Во-первых, растворить FL альфализе бета-галактозидазы до 1000 единиц на миллилитр в одном миллимолярный хлорид магния. Чтобы определить оптимальную концентрацию необходимого фермента, вырастите инокулум из 2'FL био-чувствуютых клеток и на фазе среднего журнала, индуцировать лактозой и 2'FL. К 100 культурам микролитров добавьте переменное количество бета-галактозидазы до 12 единиц.

Пусть культуры растут в одночасье при 37 градусах по Цельсию с непрерывной тряской. Измерьте флуоресценцию, описанную в текстовом протоколе, и рассчитайте оптимальные единицы фермента, необходимые для определения минимальной концентрации ферментов для достижения желаемого лечения сигнала. К 2'FL производящие клетки, выращенные в течение 24 часов, добавляют оптимальные единицы бета-галактозидазы и инкубируют на ночь при 37 градусах по Цельсию, определяют 2'FL titre, как описано ранее.

Во-первых, начать 25 миллилитров культуры 2'FL производства штамма. После того, как штамм индуцируется в середине этапа журнала, инкубировать культуру при 37 градусов по Цельсию в течение 24 часов. Далее, привить E.coli BL21 культуры в LB СМИ.

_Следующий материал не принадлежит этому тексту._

PR #6904, opened 2026-07-31
Add limits table and dual-write updates

chronark:
We need a few more limits/quotas such as number of custom domains. I didn't add all of them yet, cause that's easily done iteratively afterwards.

This adds a new limits table and start dual-writing workspace limits.

We already have a `quotas` table, but we really fucked up the naming of columns in there, it's all over the place and doesn't follow any predictable scheme.
I figured doing a clean table is easier and I think the name `limits` fits a little better.

I did look into doing a key-value based table, where we had 1 row per limit, rather than a wide table with multiple columns for limits. This was nice in theory, but was a total mess to get any typesafety and didn't provide any guarantees that limits were actually defined.

This is the first part, creating a new table, adding a migration script and dual writing to it.
I will stack further changes on top of this to get the entire migration done, and ensure stripe sub changes properly flow into the new table.

## CTA

I'd love feedback on the limits naming convention the most: [limits.ts](https://github.com/unkeyed/unkey/pull/6904/changes#diff-64a74c70478de71b07b394ded2b7205dbb34ff82512a99ee4fa0c40f03ad0e67), as that would stick around for a while.


web/internal/db/src/schema/limits.ts
ogzhanolguncu, line 1: **TLDR: `count`s felt a bit redundant**

from `api_billable_operations_count_max_per_month` to `api_requests_per_month_max`. Not sure if `billable` buys us anything here.

from `api_requests_count_max_per_minute` to `api_requests_per_minute_max` same reason as above

from `cpu_cores_max` to `cpu_millicores_max` for consistency sake coz we use `millicores` everywhere

from `cpu_cores_max_per_instance` to `cpu_millicores_max_per_instance` same reason as above

from `disk_ephemeral_mib_max` to `storage_mib_max` coz this concept is already called `storage_mib` in `app_runtime_settings`, `deployments`, `instances`, and `quota`

from `disk_ephemeral_mib_max_per_instance` to `storage_mib_max_per_instance` same reason.

from `builds_concurrent_count_max` to `builds_concurrent_max` coz `count`

from `custom_domains_count_max` to `custom_domains_max` coz `count`

from `autoscaling_replicas_max` to `autoscaling_replicas_max_per_region` coz we'll use it as limit for per region I guess

chronark: why is billable redundant?
if it just said `api_operations_max_per_month`, you'd think that ops like `/v2/keys.createKey` also fall under this limit, no?

chronark: millicores->cores
 is intentional, I am moving us towards using cores as value, not millicores, that was dumb to begin with
 
 we already use cores in the api too

chronark: having `count` is more explicit than omitting the unit

ogzhanolguncu: > why is billable redundant?

do I really care if its billable limits or not billable limits? That `billable` implies to me that there could be non-billable limit in the future too which I don't think is the case. at least that was my reasoning

> millicores is itentional, I am moving us towards using cores as value, not millicores, that was dumb to begin with

:ack: good to know

> having `count` is more explicit than omitting the unit

tbh I don't have a strong opinion for this one [](edited-with-Axolo)

chronark: `api_billable_operations_count_max_per_month` enforces our api-management products, that people pay for
there is a difference between doing ratelimit or verification calls and any other CRUD, cause we don't charge for CRUD [](edited-with-Axolo)

chronark: it's just a distinction for those api calls we care about for billing [](edited-with-Axolo)

ogzhanolguncu: i see [](edited-with-Axolo)

ogzhanolguncu: its fine then :peperespectq: [](edited-with-Axolo)

chronark: sweet, I'll adjust the others [](edited-with-Axolo)

web/internal/db/src/schema/limits.ts
```diff
@@ -0,0 +1,148 @@
...
+   * Caps how many custom domains the workspace can add.
+   * Unit: domains.
+   */
+  customDomainsCountMax: int("custom_domains_count_max", { unsigned: true }).notNull(),
+
+  /**
+   * Caps how many replicas autoscaling can run for one app.
+   * Unit: replicas.
+   */
+  autoscalingReplicasMax: smallint("autoscaling_replicas_max", { unsigned: true }).notNull(),
```
Flo4604, line 140: shouldnt this also include "count" like customDomainsCount max? e.g `autoscaling_replicas_count_max` 

Or do we drop both Counts which might be cleaner, so it'd be `customDomainsMax`

we could strip `count` wherever the resource noun is the unit for example for `domains`, `replicas`, `builds` imo we should only keep where the counted thing needs clarification

With this we can also shorten the billable api operations: `api_billable_operations_max_per_month`

web/internal/db/src/schema/limits.ts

Вырастить его до середины журнала фазы на 37 градусов по Цельсию, а затем добавить 15 миллилитров этой культуры в 24 часа 2'FL культуры. Инкубировать при 37 градусах по Цельсию в течение трех часов. Затем определите титр 2'FL, как описано ранее.

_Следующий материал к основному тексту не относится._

PR #6907, opened 2026-07-31
fix: checkpoint memory usage

Flo4604:
**Problem:**

The Deploy billing query used too much ClickHouse memory. ClickHouse sorted the full checkpoint data set before it calculated usage. One query read about 19.6 million rows and exceeded the 7.20 GiB memory limit.

The dashboard also read the same checkpoint data twice. One read calculated month-to-date usage. The other read calculated the seven-day usage trend. These reads increased page load time and ClickHouse load.

**Solution:**

The billing query uses the stored checkpoint order. This removes the unnecessary full sort.

The billing service runs no more than two usage reads at one time. This keeps memory use stable during billing tasks.

The dashboard calculates month-to-date usage and the seven-day trend in one read. It starts unrelated billing page requests at the same time. These changes remove duplicate work and reduce wait time.

The change keeps raw checkpoints as the source of billing data. It does not add a rollup table, a migration, or a maintenance task.

**Impact:**

The production billing query changed from 24.9 seconds and 12.36 GiB to 5.16 seconds and 2.35 GiB.

The dashboard billing query changed from 43.7 seconds to 24.9 seconds in a large-data test. The amount of data read changed from 19.68 GiB to 9.31 GiB.

The billing values did not change.

**Testing:**

- Reproduced the old memory error on ClickHouse 26.2 with a 7.20 GiB limit.
- Confirmed that the new query completes under the same limit.
- Confirmed that the old and new dashboard queries return the same usage values.
- Confirmed that billing tasks run no more than two usage reads at one time.
- Passed 935 ClickHouse tests.
- Passed 44 billing service tests.
- Passed 728 dashboard tests.
- Passed type checks, formatting checks, lint checks, and the build.


web/apps/dashboard/app/(app)/[workspaceSlug]/settings/billing/components/billing-summary.tsx
```diff
@@ -32,6 +32,7 @@ export const BillingSummary: React.FC<BillingSummaryProps> = ({
   const { data: invoice, isLoading } = trpc.stripe.getUpcomingInvoice.useQuery(undefined, {
     enabled: hasPaymentMethod,
     staleTime: 30_000,
+    trpc: { context: { skipBatch: true } },
```
Comment (chronark) [inline web/apps/dashboard/app/(app)/[workspaceSlug]/settings/billing/components/billing-summary.tsx:35]: is this related?

Comment (Flo4604) [reply web/apps/dashboard/app/(app)/[workspaceSlug]/settings/billing/components/billing-summary.tsx:35]: yeah just makes sure we dont wait for stripe and the clickhouse query etc

ogzhanolguncu (approved):

chronark:
would we avoid all of this if we just looped through workspaces rather than trying to batch them?

serially processing one workspace at a time I mean [](edited-with-Axolo)

chronark (approved):

PR #6912, opened 2026-08-03
Switch limit reads to limits table

chronark:
After adding dual writing in #6904, this switches all reads over from the `quotas` table to `limits` table


ogzhanolguncu (approved):

ogzhanolguncu:
@chronark fyi, since limits are landed already. I'm adding custom_domains count checks to [github.com/unkeyed/unkey/pull/6915/changes](https://github.com/unkeyed/unkey/pull/6915/changes). Both to ctrl and api so we don't miss it

chronark:
ok cool ty

chronark:
we should also introduce limits for how many projects and apps someone has btw, this is not urgent at all. I'm just trying to prevent abuse in the future

something ridiculous like 1000 projects per workspace should be good enough

ogzhanolguncu:
+10000

chronark:
@Flo4604 take a look when you have a moment please [](edited-with-Axolo)

Flo4604 (approved):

Для начала начните 25-миллилитровую культуру штамма 2'FL. После того, как штамм индуцируется в середине этапа журнала, инкубировать культуру на 37 градусов по Цельсию в течение 24 часов. Добавить два тома 100% этанола в культуру и хорошо встряхнуть.

Инкубировать при 37 градусах по Цельсию в течение четырех часов. Затем центрифугировать подвеску при 900 раз г в течение 15 минут. Соберите супернатант и инкубировать на ночь при четырех градусах по Цельсию, чтобы вызвать лактозу.

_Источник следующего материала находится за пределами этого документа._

PR #6915, opened 2026-08-03
feat(api): add createDomain endpoint

ogzhanolguncu:
## Problem

Currently the only way to add and see custom domains is the dashboard, which sucks for agents. And we don't have a way to add custom domains via API right now. And, customers are asking for it.

## Proposed Fix

We're adding a new set of endpoints for controlling domains via API and this is the first of them. They'll be prefixed as `/v2/domains.xxxxx` and this one is `/v2/domains.createDomain`.

Most of the logic already lives on the CTRL side, so the handler mostly resolves the environment, checks permissions, and RPCs over just like the dashboard does. I did end up touching CTRL more than I planned though, see below.

### Example Request/Response

```bash
curl -sX POST http://localhost:7070/v2/domains.createDomain \
  -H "Authorization: Bearer unkey_3ZR8wEtKHEiW9LQGXyPdm1T6" \
  -d '{
        "project": "my-project",
        "app": "my-app",
        "environment": "production",
        "domain": "ogzhanolguncu.com"
      }' | jq
```

```json
{
  "data": {
    "dnsRecords": [
      {
        "name": "ogzhanolguncu.com",
        "note": "Apex domains cannot hold a CNAME. Use ALIAS, ANAME, or a flattened CNAME depending on your provider.",
        "type": "ALIAS",
        "value": "e5q4ovfro0mw9emq.unkey.local"
      },
      {
        "name": "_unkey.ogzhanolguncu.com",
        "note": "Proves ownership. An apex domain cannot be verified through its routing record, so this is the only proof available.",
        "type": "TXT",
        "value": "unkey-domain-verify=gvVMEt4nhlONRGDosQzmSprM"
      }
    ],
    "domainConnectProvider": "Cloudflare",
    "domainConnectUrl": "https://dash.cloudflare.com/domainconnect/v2/domainTemplates/providers/unkey.com/services/custom-domain/applyxxxxx",
    "domainId": "dom_OFH0cjYM4"
  },
  "meta": {
    "requestId": "req_eIeg51v6x"
  }
}
```

Response matches dashboard and we return domain connect url if their DNS provider supports it. Also, `note` field is attached to help agents to find their way. The record list already figures out apex vs subdomain, so an agent just creates whatever it gets back without branching.

## Bug fix

I noticed that if the restate verification workflow failed to kick off, the domain just sat in `pending` forever. The 24h give-up window is only evaluated *inside* the workflow, so one that never started never hit `failed` either, and `pending` looks exactly like "still polling DNS". Now it records `failed` with a `verification_error`

## Additional Fixes

- Tightened our regex for domains according to https://datatracker.ietf.org/doc/html/rfc1035#section-2.3.4 (63 octet labels, 253 octet names). The spec pattern and `dns.FQDNPattern` are the same string now and there's a test pinning them together, so they can't drift into a 500 on a domain the spec says is fine.
- Added shared `domaingate` so both CTRL and API can enforce same checks without duplicating. And, followed the same conventions we did for deployment actions (`deploygate` / `gatefault`), so errors flow through CTRL to API without reformatting connect errors. `MapCtrlError` only reflects CTRL's message and picks the status, so no rejection message is written twice.
- Added the limit checks described above.
- Added missing audit for RPC so every consumer is properly audited
- Tightened tests for edge cases.

## Discussion Points

I'm still not sure whether we should call those endpoints `/v2/domains` because they are controlling custom domain resources not frontline routes. So this is open to a discussion. Worth settling before this merges though, `operationId` is `domains.createDomain` so Speakeasy generates `unkey.domains.createDomain()`, and renaming a public path plus an SDK method after release is a breaking change. Cheap to change now, annoying later.


ogzhanolguncu:
* **#6941** <a href="https://app.graphite.com/github/pr/unkeyed/unkey/6941?utm_source=stack-comment-icon" target="_blank">Graphite</a>
* **#6931** <a href="https://app.graphite.com/github/pr/unkeyed/unkey/6931?utm_source=stack-comment-icon" target="_blank">Graphite</a>
* **#6917** <a href="https://app.graphite.com/github/pr/unkeyed/unkey/6917?utm_source=stack-comment-icon" target="_blank">Graphite</a>
* **#6916** <a href="https://app.graphite.com/github/pr/unkeyed/unkey/6916?utm_source=stack-comment-icon" target="_blank">Graphite</a>
* **#6915** <a href="https://app.graphite.com/github/pr/unkeyed/unkey/6915?utm_source=stack-comment-icon" target="_blank">Graphite</a> 👈 <a href="https://app.graphite.com/github/pr/unkeyed/unkey/6915?utm_source=stack-comment-view-in-graphite" target="_blank">(View in Graphite)</a>
* `main`


<h2></h2>

svc/api/openapi/spec/paths/v2/domains/createDomain/V2DomainsCreateDomainResponseData.yaml
```diff
@@ -0,0 +1,53 @@
...
+      signed with an Unkey key, so it cannot be constructed or altered by the caller.
+
+      Intended for a browser, not a script: after approval the provider sends the browser to this
+      workspace's app settings page in the Unkey dashboard, so it suits a caller who administers this
+      workspace. Anyone who does not have access to it approves the records successfully but lands on a
+      page they cannot open. Approving is what writes the records; verification then proceeds on its own,
+      so nothing depends on completing that return trip.
+
+      Omitted whenever domainConnectProvider is omitted.
+    example: https://dash.cloudflare.com/domainconnect/v2/domaintemplates/apply?domain=acme.com&host=api
```
Flo4604: what if we make this an object that doesnt exist at all when no domain connact?

e.g

domainConnect: { url, provider }

svc/api/openapi/domain_pattern_test.go
```diff
@@ -0,0 +1,38 @@
...
+			Schemas map[string]struct {
+				Properties struct {
+					Domain struct {
+						Pattern   string `yaml:"pattern"`
+						MaxLength int    `yaml:"maxLength"`
+					} `yaml:"domain"`
+				} `yaml:"properties"`
+			} `yaml:"schemas"`
+		} `yaml:"components"`
+	}
```
Flo4604: uhm? shouldnt this be in the handler test? I dont get what this test does in the first place

svc/api/openapi/spec/paths/v2/domains/createDomain/V2DomainsCreateDomainResponseData.yaml
ogzhanolguncu: yeah that looks nicer tbh [](edited-with-Axolo)

ogzhanolguncu: okay lemme readjust [](edited-with-Axolo)

chronark:
```
"domainConnectProvider": "Cloudflare",
    "domainConnectUrl": "https://dash.cloudflare.com/domainconnect/v2/domainTemplates/providers/unkey.com/services/custom-domain/applyxxxxx",
   ```
   can we nest this in the response? I think either both or none are present anyways

**Comment by Flo4604** [comment]
lmao we had the same thought

File: svc/api/openapi/domain_pattern_test.go (hunk 2 above)
Comment (ogzhanolguncu) [reply svc/api/openapi/domain_pattern_test.go]: i have no fucking clue how this thing ended up in there :smile: lemme undo [](edited-with-Axolo)

**Comment by chronark** [comment]
oh shit :smile:

**Comment by ogzhanolguncu** [comment]
you got it boyz

File: pkg/db/queries/limits_find_custom_domains_max.sql [hunk 3]
```diff
@@ -0,0 +1,5 @@
+-- name: FindCustomDomainsMaxByWorkspaceID :one
```
chronark: this should not be necessary we have a limits cache already that loads the entire limits row
it is used by a few handlers, we should just reuse that.

search for `limitsCache`.

ogzhanolguncu: if you want we can first merge your PR with cache then I can readjust. I left it like till we have `limitsCache` here too.

chronark: isn't that merged already?
if not, it'd be called `quotaCache` [](edited-with-Axolo)

pkg/dns/dns.go
```diff
@@ -15,8 +16,62 @@ const (
...
+	// The repetition bounds spell out the 63-octet label limit from RFC 1035
+	// section 2.3.4, because a JSON Schema pattern cannot count. Length alone does
+	// not imply it: an over-long label inside [MaxFQDNLength] would otherwise be
+	// accepted here and fail later at the DNS provider or during certificate
+	// issuance, far from the input that caused it.
+	//
+	// The `domain` pattern in V2DomainsCreateDomainRequestBody is this same string,
+	// pinned by TestSpecDomainConstraintsMatchDNS. Two copies that drift either 500
+	// on a domain the spec advertises or reject one it accepts.
+	FQDNPattern = `^([a-zA-Z0-9]([a-zA-Z0-9-]{0,61}[a-zA-Z0-9])?\.)+[a-zA-Z]{2,63}$`
```
Flo4604: i dont like using regex to check for domain correctness I think its the wrong tool
I have an idea ill post it later

svc/api/openapi/spec/common/DnsRecord.yaml
```diff
@@ -0,0 +1,53 @@
...
+      Fully qualified name of the record, ready to use as-is.
+
+      Some providers want a name relative to the zone instead. Drop the zone and its trailing dot:
+      in zone `acme.com`, `api.acme.com` becomes `api` and `_unkey.api.acme.com` becomes
+      `_unkey.api`. A name equal to the zone itself is usually entered as `@`.
+    example: api.acme.com
+  # Deliberately not x-unkey-redact. The ownership record's value carries the
+  # verification token, but publishing it in public DNS is the whole point, so it
+  # is world-readable the moment it is used. Knowing it grants nothing without
+  # control of the zone it has to be published in.
```
Flo4604: this does not need to be in sepec and actually it can be redacted why do we need to log this for our customers?

svc/api/openapi/spec/common/DnsRecord.yaml
```diff
@@ -0,0 +1,53 @@
...
+  value:
+    type: string
+    minLength: 1
+    maxLength: 512
+    description: |
+      The value to store, exactly as given, including any prefix.
```
Flo4604: "to store" sounds wrong 

Its a value you are supposed to SET as dns record nothing else..

svc/api/internal/middleware/errors.go
```diff
@@ -266,6 +266,22 @@ func WithErrorHandling() zen.Middleware {
...
 
+			// Plan allowance exhausted. Forbidden rather than 429: no amount of
+			// waiting changes the answer, the caller has to change their plan or
+			// free up an existing resource.
+			case codes.UnkeyLimitsErrorsCustomDomainExceeded:
+				return s.ProblemJSON(http.StatusForbidden, openapi.ForbiddenErrorResponse{
+					Meta: openapi.Meta{
+						RequestId: s.RequestID(),
+					},
+					Error: openapi.BaseError{
```
Flo4604, line 277: im not sure if 403 is the correct choice here. what about 409 conflict?

svc/ctrl/services/customdomain/service.go
```diff
@@ -98,15 +106,41 @@ func (s *Service) AddCustomDomain(
...
 		WorkspaceID: req.Msg.GetWorkspaceId(),
 		Domain:      domain,
 	})
-	if err != nil && !db.IsNotFound(err) {
+	switch {
+	case err == nil:
+		return nil, gatefault.ConnectWith(connect.CodeAlreadyExists, domaingate.AlreadyAttached(domain))
+	case !db.IsNotFound(err):
 		return nil, connect.NewError(connect.CodeInternal, fmt.Errorf("failed to check existing domain: %w", err))
 	}
```
Flo4604: this switch makes this read more complicated as is a normal if would suffice imo

svc/ctrl/services/customdomain/service.go
```diff
@@ -149,36 +183,92 @@ func (s *Service) AddCustomDomain(
...
+			VerificationStatus: db.CustomDomainsVerificationStatusFailed,
+			VerificationError:  sql.NullString{Valid: true, String: "verification could not be started, retry verification"},
+			UpdatedAt:          sql.NullInt64{Valid: true, Int64: now},
+		}); failErr != nil {
+			logger.Error(
+				"failed to record unstarted verification",
+				"domain_id", domainID,
+				"error", failErr,
+			)
+		}
```
Flo4604: we should just retry this multiple times

svc/api/routes/v2_domains_create_domain/handler.go
```diff
@@ -0,0 +1,202 @@
...
+		DnsRecords:            []openapi.DnsRecord{routing, txt},
+		DomainConnectProvider: nil,
+		DomainConnectUrl:      nil,
+	}
+	if p := res.GetDomainConnectProvider(); p != "" {
+		data.DomainConnectProvider = ptr.P(p)
+	}
+	if u := res.GetDomainConnectUrl(); u != "" {
+		data.DomainConnectUrl = ptr.P(u)
+	}
```
Flo4604: maybe this should also be an struct lol

svc/api/routes/v2_domains_create_domain/handler.go
```diff
@@ -0,0 +1,202 @@
...
+	})
+	if err != nil {
+		return customdomain.MapCtrlError(err, "create custom domain")
+	}
+
+	routing := openapi.DnsRecord{
+		Type:  openapi.CNAME,
+		Name:  domain,
+		Value: res.GetTargetCname(),
+		Note:  ptr.P("Create as DNS-only. A proxied record is flattened and cannot be read back."),
```
Flo4604: > A proxied record is flattened and cannot be read back
uhm what? this doesnt make sense and it doesnt matter to us if the record is proxied or not really

svc/api/routes/v2_domains_create_domain/helpers_test.go
```diff
@@ -0,0 +1,131 @@
...
+		req.GetWorkspaceId(),
+		req.GetProjectId(),
+		req.GetAppId(),
+		req.GetEnvironmentId(),
+		req.GetDomain(),
+		uid.New("vt"),
+		uid.DNS1035(16)+".cname.unkey.local",
+		time.Now().UnixMilli(),
+	)
+	require.NoError(t, err)
```
Flo4604: dont we have a sqlc query for this

svc/api/routes/v2_domains_create_domain/helpers_test.go
```diff
@@ -0,0 +1,131 @@
...
+
+// setCustomDomainAllowance overrides the seeder's generous default so a test can
+// drive the plan allowance gate.
+func setCustomDomainAllowance(t *testing.T, h *testutil.Harness, workspaceID string, allowance uint32) {
+	t.Helper()
+
+	_, err := h.DB.RW().ExecContext(context.Background(),
+		"UPDATE `limits` SET custom_domains_max = ? WHERE workspace_id = ?", allowance, workspaceID)
+	require.NoError(t, err)
+}
```
Flo4604, line 117: same here

svc/ctrl/services/customdomain/add_custom_domain_test.go
```diff
@@ -0,0 +1,572 @@
...
+	_, err := f.database.RW().ExecContext(ctx, `
+		INSERT INTO `+"`limits`"+`
+			(workspace_id, api_billable_operations_count_max_per_month, logs_retention_days_max,
+			 logs_audit_retention_days_max, team_enabled, cpu_cores_max, cpu_cores_max_per_instance,
+			 memory_mib_max, memory_mib_max_per_instance, storage_mib_max, storage_mib_max_per_instance,
+			 builds_concurrent_max, custom_domains_max, autoscaling_replicas_max)
+		VALUES (?, 150000, 7, 30, false, 10, 2, 20480, 4096, 51200, 10240, 1, ?, 0)
+		ON DUPLICATE KEY UPDATE custom_domains_max = VALUES(custom_domains_max)
+	`, workspaceID, customDomainsMax)
+	require.NoError(t, err)
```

Перейдите раствор через фильтровальную бумагу, чтобы удалить осажденной лактозы. Соберите фильтрат, содержащий лизат клетки, и определите 2'FL titre, как описано ранее. В этом исследовании используется стратегия высокой пропускной способности для увязки конкретного обнаружения фукозилированного человеческого молока олигосахаридов.

Это достигается путем создания целых клеточных биосенсоров с помощью генно-инженерной E.Coli, которая при индукции с конкретными гликанами реагирует флуоресцентным сигналом. Флуоресцентный сигнал в различных условиях индукции, проанализированный на цитометре потока, показывает более чем в 100 раз увеличение флуоресценции с био-сенсором 2'FL по сравнению с вектором только контроль или био-сенсор для 3'FL. Это свидетельствует о высокой специфичности связи био-датчика.

Чувствительность анализа может быть определена путем генерации кривой реакции дозы с различными уровнями углеводов. Динамический линейный диапазон обнаружения 2'FL, как видно, между 40 и 400 миллиграммов на литр и предел обнаружения составляет четыре миллиграмма на литр. Этот анализ может быть проведен в течение рабочего дня, как видно из оснастки выстрел измерений динамики выражения репортера.

Био-зондирования клетки могут быть использованы для обнаружения и количественной оценки 2'FL от инженерии 2'FL производитель штамма с использованием ряда стратегий для уменьшения сигнала от экзогенной лактозы, так что сигнал зачитал будет непосредственно соответствовать концентрации 2'FL. Одна из стратегий заключается в том, чтобы энзиматично деградировать лактозу с помощью бета-галактозидазы, которая не действует на модифицированную лактозу. Другая стратегия использовала этанол, который не только выборочно осаждает лактозу, но и лизает клетки-производители, так как лиз клеток является необходимым шагом вниз по течению.

Наконец, наиболее эффективным, но трудоемким методом является гранулирование и мыть клетки до клеточного лиза, чтобы освободить внутриклеточный 2'FL. Как только мы установим этот метод, мы смогли расширить репертуар олигосахарида целей с использованием различных ферментов. В настоящее время мы можем обнаружить девять различных олигосахаридов, и мы работаем над более.

При оптимизации этого анализа, мы заметили, надежность наших ферментов позволило нам придумать метод, который дает связь конкретных зачитал примерно за пять минут. Хотя ни один из реагентов, используемых здесь, не является особенно опасным, те, кто использует этот метод, должны следовать стандартным процедурам биоопасности и биоконтента, включая ношение надлежащего СИЗ.